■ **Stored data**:
——————————

PR #2149, opened 2017-12-14
Enable optimizations with JProfiling

ncough:
This change enables various optimizations
that were disabled under JitProfiling due
to issues with the duplication it performed,
such as the increased node count or its
limitations on asyncchecks.

### DIFF
--- a/compiler/optimizer/AsyncCheckInsertion.cpp
+++ b/compiler/optimizer/AsyncCheckInsertion.cpp
@@ -120,7 +120,7 @@ bool TR_AsyncCheckInsertion::shouldPerform()
    {
    // Don't run when profiling
    //
-   if (comp()->isProfilingCompilation() || comp()->generateArraylets())
+   if (comp()->getProfilingMode() == JitProfiling || comp()->generateArraylets())
       return false;
 
    // It is not safe to add an asynccheck under involuntary OSR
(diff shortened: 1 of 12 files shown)


andrewcraik:
LGTM from me - over to @vijaysun-omr for a review since this is probably in his area of expertise

compiler/optimizer/CompactLocals.cpp
```diff
@@ -90,6 +90,9 @@ int32_t TR_CompactLocals::perform()
       return 0;
       }
 
+   if (comp()->getProfilingMode() == JitProfiling)
```
vijaysun-omr: Unlike the other changes in this commit this seems to be a new optimization that has been disabled under JitProfiling (?)

vijaysun-omr:
genie-omr build all

compiler/optimizer/CompactLocals.cpp
ncough: This optimization was disabled using strategy flags in the past. The initial version of this commit shifted these checks to the optimizations themselves, as they weren't part of the strategy, rather they were a restriction due to the profiling implementation.

The change is being reverted to use strategy flags, as this makes the disable clearer.

ncough:
This change now enables optimizations under JProfiling through the use of optimization flags, in particular `IfNotJitProfiling` and `IfEnabledAndNotJitProfiling`.

andrewcraik:
The travis failure seems odd - 10 mins inactivity?

I prefer this approach and think this looks good.

andrewcraik:
@vijaysun-omr over to you

vijaysun-omr:
This commit does look much more straightforward. However since there are significant changes, I will do another genie build.

vijaysun-omr:
genie-omr build all

vijaysun-omr:
Merging since the CI issue not a real one.

PR #2150, opened 2017-12-15
Add options to control JProfiler thread

ncough:
JProfiling includes an optional thread to
manage its value profiling during execution.
This change adds options to disable it.


andrewcraik:
LGTM from me @0xdaryl or @vijaysun-omr could one of you review & merge please? This is a simple option addition.

PR #2151, opened 2017-12-15
Deprecate unused instruction properties in Z codegen

fjeremic:
Some instruction properties in the Z codegen are not used and are
slated for deprecation. We currently do not envision any of the removed
properties to be used by any downstream projects now or in the future
thus eliminating stale properties allows us to minimize the size of the
instruction opcode tables and consolidate properties and properties2
static fields.

### DIFF
--- a/compiler/z/codegen/OMRInstOpCode.hpp
+++ b/compiler/z/codegen/OMRInstOpCode.hpp
@@ -400,19 +400,20 @@ namespace Z
 #define   VSI_FORMAT    59
 
 /* Instruction Properties (One hot encoding) */
+#define S390OpProp_None                   static_cast<uint64_t>(0x0000000000000000ull)
 #define S390OpProp_UsesTarget             static_cast<uint64_t>(0x0000000000000001ull)
 #define S390OpProp_SingleFP               static_cast<uint64_t>(0x0000000000000002ull)
 #define S390OpProp_DoubleFP               static_cast<uint64_t>(0x0000000000000004ull)
 #define S390OpProp_SetsZeroFlag           static_cast<uint64_t>(0x0000000000000008ull)
 #define S390OpProp_SetsSignFlag           static_cast<uint64_t>(0x0000000000000010ull)
-#define S390OpProp_SetsCarryFlag          static_cast<uint64_t>(0x0000000000000020ull)
+// Available                              static_cast<uint64_t>(0x0000000000000020ull)
 #define S390OpProp_SetsOverflowFlag       static_cast<uint64_t>(0x0000000000000040ull)
 #define S390OpProp_BranchOp               static_cast<uint64_t>(0x0000000000000080ull)
 #define S390OpProp_IsLoad                 static_cast<uint64_t>(0x0000000000000100ull)
 #define S390OpProp_IsStore                static_cast<uint64_t>(0x0000000000000200ull)
-#define S390OpProp_IsSync                 static_cast<uint64_t>(0x0000000000000400ull)
-#define S390OpProp_ReadsMultipleRegs      static_cast<uint64_t>(0x0000000000000800ull)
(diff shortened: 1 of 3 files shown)


fjeremic:
Note to reviewers that as part of this PR the intention is only to remove unused properties. In a subsequent PR we will clean up the `properties` and `properties2` fields and further consolidate the lists. I wanted to do this in steps so as to make sure no bugs are introduced and to make the commits easier for peer review.

compiler/z/codegen/OMRInstOpCode.hpp
```diff
@@ -631,13 +631,11 @@ class InstOpCode: public OMR::InstOpCode
    uint64_t is32bit() {return properties[_mnemonic] & S390OpProp_Is32Bit;}
    uint64_t is32to64bit() {return properties[_mnemonic] & S390OpProp_Is32To64Bit;}
 
-   uint64_t usesImplicitRegisters() { return properties[_mnemonic] & S390OpProp_UsesImplicitRegisters;}
    uint64_t hasLongDispSupport() {return properties[_mnemonic] & S390OpProp_LongDispSupported;}
    uint64_t usesRegPairForTarget() {return properties[_mnemonic] & S390OpProp_UsesRegPairForTarget; }
-   uint64_t mayUseRegPairForTarget() { return properties[_mnemonic] & S390OpProp_MayUseRegPairForTarget; }
    uint64_t usesRegPairForSource() {return properties[_mnemonic] & S390OpProp_UsesRegPairForSource; }
    uint64_t usesRegRangeForTarget(){return properties[_mnemonic] & S390OpProp_UsesRegRangeForTarget; }
-   uint64_t canUseRegPairForTarget() {return usesRegPairForTarget() || usesRegRangeForTarget() || mayUseRegPairForTarget(); }
```
fjeremic: `mayUseRegPairForTarget` has been deprecated as it was only set on a single instruction. This instruction was `SIGP` which _may_ set either the first or the second register in the first operand, whichever is odd. To make things simple we enforce a restriction that the first operand must be an even-odd register pair, such that we always know `SIGP` will use the odd register of the respective pair.

compiler/z/codegen/OMRInstOpCode.hpp
```diff
@@ -659,33 +657,18 @@ class InstOpCode: public OMR::InstOpCode
...
    uint64_t readsCC() {return properties[_mnemonic] & S390OpProp_ReadsCC;}
 
-   uint64_t readsMultipleRegs() {return properties[_mnemonic] & S390OpProp_ReadsMultipleRegs;}
-   uint64_t setsMultipleRegs() {return properties[_mnemonic] & S390OpProp_SetsMultipleRegs;}
    uint64_t setsZeroFlag() {return properties[_mnemonic] & S390OpProp_SetsZeroFlag;}
    uint64_t setsSignFlag() {return properties[_mnemonic] & S390OpProp_SetsSignFlag;}
-   uint64_t setsCarryFlag() {return properties[_mnemonic] & S390OpProp_SetsCarryFlag;}
    uint64_t setsOverflowFlag() {return properties[_mnemonic] & S390OpProp_SetsOverflowFlag;}
    uint64_t setsCompareFlag() {return properties[_mnemonic] & S390OpProp_SetsCompareFlag;}
+   uint64_t setsCarryFlag() { return setsZeroFlag(); }
```
fjeremic: Carry and zero flags are synonymous. All instructions that have either have both, so the flags can be merged. I've left the query here because depending on context we may be talking about either carry or zero flag. Even though they map to the same condition code from a code reading perspective it helps to talk about the correct flag depending on context.

joransiu:
LGTM

0xdaryl:
Files modified are Z codegen specific.  No need for Power tests.

genie-omr zlinux zos

0xdaryl:
Files modified are Z codegen specific. No need for Power tests.

genie-omr build zlinux zos

PR #2153, opened 2017-12-15
Fix option enum collision

ncough:
JProfiling added a new option in a prior commit,
replacing a value marked as available in the
options enum. However, this value was already
taken. This change removes the collision.


0xdaryl:
genie-omr build all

——————————

■ **Problem**: For every line above that includes the string "LGTM", copy the line.

■ **Response**:
LGTM from me - over to @vijaysun-omr for a review since this is probably in his area of expertise
LGTM from me @0xdaryl or @vijaysun-omr could one of you review & merge please? This is a simple option addition.
LGTM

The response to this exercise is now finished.